The data: Begin

PR #175, opened 2015-09-24
Properly fix MixinPlayerSelector

JBYoshi:
This is the proper fix for 8594d233290e42344cd06771b76fd660830c537d. When I wrote the commands PR, I set up `WrapperCommandSender` and `WrapperCommandSource` to convert between `ICommandSender`s and `CommandSource`s. This not only supports separation of the `CommandSender` and `ICommandSource`, but it also supports mod-added `ICommandSender`s and plugin-added `CommandSource`s.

The data: End

> [Task directions]
The whole listing above, restated word for word, is the required answer.

> [Result of this task]
PR #175, opened 2015-09-24
Properly fix MixinPlayerSelector

JBYoshi:
This is the proper fix for 8594d233290e42344cd06771b76fd660830c537d. When I wrote the commands PR, I set up `WrapperCommandSender` and `WrapperCommandSource` to convert between `ICommandSender`s and `CommandSource`s. This not only supports separation of the `CommandSender` and `ICommandSource`, but it also supports mod-added `ICommandSender`s and plugin-added `CommandSource`s.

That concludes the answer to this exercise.